The cleanup project has become the second-largest employer in the region, behind agriculture, generating about 11,000 jobs. But locals hope that when the cleanup is done, tourism will take over as the region's new economic engine.
The jet boat roared to life at the wooden dock at Howard Amon Park in Richland and rocketed up the Columbia River toward the Hanford Reach National Monument. Seated inside, 15 tourists craned their necks over the side, the brisk morning air blowing in their faces.
The high-speed, 60-mile tour of the river extends to the heart of the monument, where radiation warning signs and shuttered nuclear reactors dot the flat landscape.
Clarence Reynolds, a contractor for the city of Walla Walla, took the boat tour on a recent Saturday morning with a group of friends to celebrate his 73rd birthday. Along the way, he spotted deer grazing along the shores, a coyote sauntering in the shadows of 300-foot bluffs, white pelicans feeding along a beach and several blue herons and white egrets soaring over the river.
Near a popular fishing spot called Ringold, the boat passed an angler who had hooked a 4-foot sturgeon, a prehistoric-looking fish that can grow up to 15 feet long in these waters.

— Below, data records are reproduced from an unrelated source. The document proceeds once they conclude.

PR #702, opened 2018-10-23
support named parameters

ted-johnson:
Some standard SQL functions, especially string functions, use keywords to separate parameters.
I have encountered 
For example,
SELECT 
  substring(id, 2, 3),
  substring(id from 2 for 3),
  substring(id from 2),
  trim(BOTH ' ' from 'foo bar '),
  trim(LEADING ' ' from 'foo bar '),
  trim(TRAILING ' ' from 'foo bar '),
  trim(' ' from 'foo bar '),
  position('foo' in 'bar'),
  overlay('foo' placing 'bar' from 1),
  overlay('foo' placing 'bar' from 1 for 2)
FROM mytable

This pull request adds support for these functions.
I have added a test for these named parameters in SelectTest.java
The code passes all tests.

### DIFF
--- a/src/main/java/net/sf/jsqlparser/expression/ExpressionVisitorAdapter.java
+++ b/src/main/java/net/sf/jsqlparser/expression/ExpressionVisitorAdapter.java
@@ -347,6 +347,14 @@ public class ExpressionVisitorAdapter implements ExpressionVisitor, ItemsListVis
     }
 
     @Override
+    public void visit(NamedExpressionList namedExpressionList) {
+        for (Expression expr : namedExpressionList.getExpressions()) {
+            expr.accept(this);
+        }
+    }
+
+
+    @Override
     public void visit(MultiExpressionList multiExprList) {
         for (ExpressionList list : multiExprList.getExprList()) {
             visit(list);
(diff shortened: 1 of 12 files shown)


wumpz:
Great job. Never thought about a solution like your named parameters.

manticore-projects:
Dear All,

unfortunately I have been able to isolate this particular PR as the root cause of a massive(!) performance deterioration. The problematic part seems to be
```
LOOKAHEAD(NamedExpressionListExprFirst()) namedExpressionList = NamedExpressionListExprFirst()
```
in the Fragment `Function InternalFunction(Function retval)`

Just to illustrate my concern: If you remove this part (sacrificing the function with named parameters), then the nested function calls become light speed fast:
```
// With NamedExpressionListExprFirst() compiled in
 doIncreaseOfParseTimeTesting("concat($1,'B')", "'A'", 20); 

--> The test passed. (0.205 s)

// With NamedExpressionListExprFirst() compiled in
 doIncreaseOfParseTimeTesting("concat($1,'B')", "'A'", 20); 

--> The test passed. (30.676 s)
```

If I am not mistaken, the PR makes this particular Test running 600 times slower. That is an issue at least to me.

So how can we get the cow off the ice together?
I would like to suggest to rewrite the Grammar for the NamedExpressionListExprFirst() fragment and narrow it down to the actually allowed Functions with named parameters. Any better suggestions?

Unfortunately I am "a Oracle guy" an not experienced with these kind of Functions/Expressions, so can someone please shared a complete List of Functions that would be supported?

manticore-projects:
I have worked around that with PR #1200 at the cost that Function With Named Parameters are only supported when the functions are not nested deeper than a certain threshold (currently defined as 7). Although it would not parse in this case anyways because of the slowdown.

A few minutes later, the boat's captain stopped the engines near the shore so the tourists could get a closer look at two osprey chicks squawking in a twig nest perched on an old telephone pole.

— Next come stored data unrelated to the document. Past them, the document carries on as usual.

PR #709, opened 2018-11-07
Support Alter Table Drop Constraint If Exists

rfscholte:
Support parsing `ALTER TABLE Persons DROP CONSTRAINT IF EXISTS UC_Person` as allowed by PostgreSQL

### DIFF
--- a/src/test/java/net/sf/jsqlparser/statement/alter/AlterTest.java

Reynolds took the tour to see the wildlife, the scenery and the historic reactors. And it didn't disappoint. "It was great," he said afterward. "Awesome."
Even more popular than the boat trips are the occasional tours of the historic B reactor offered by the Department of Energy. Visitors can see the original controls, dials and nuclear core that produced the world's first weapons-grade plutonium.
But getting a spot on the tour is mostly a matter of luck and mouse-clicking speed. When the federal agency opens online registration, the tour fills up in five or six minutes. Visitors, according to the Energy Department, are mostly history buffs and World War II veterans who want to see the reactor that helped end the war.
Even though the agency has increased the number of tours from 18 last year to 48 this year to meet the demand, all those for the rest of 2008 have been filled. If the National Park Service takes over the tours, they would be expanded significantly.